## PROVIDED ENTRIES
PR #1185, opened 2023-11-07
FS Features

Daggolin:
This pull request aims to improve a few FS related issues and to provide new features.

1) [MP] The `fs_forceGame` cvar from jk2mv. The user can set the force game on startup to ensure configs, screenshots, etc. are written to and read from the specified folder. The server provided `fs_game` value is still used for reading, so mods in custom folders and pk3s downloaded from the server should still work.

## DIRECTIONS
Could you give the records above again, exactly and in full?

## EXERCISE ANSWER
PR #1185, opened 2023-11-07
FS Features

Daggolin:
This pull request aims to improve a few FS related issues and to provide new features.

1) [MP] The `fs_forceGame` cvar from jk2mv. The user can set the force game on startup to ensure configs, screenshots, etc. are written to and read from the specified folder. The server provided `fs_game` value is still used for reading, so mods in custom folders and pk3s downloaded from the server should still work.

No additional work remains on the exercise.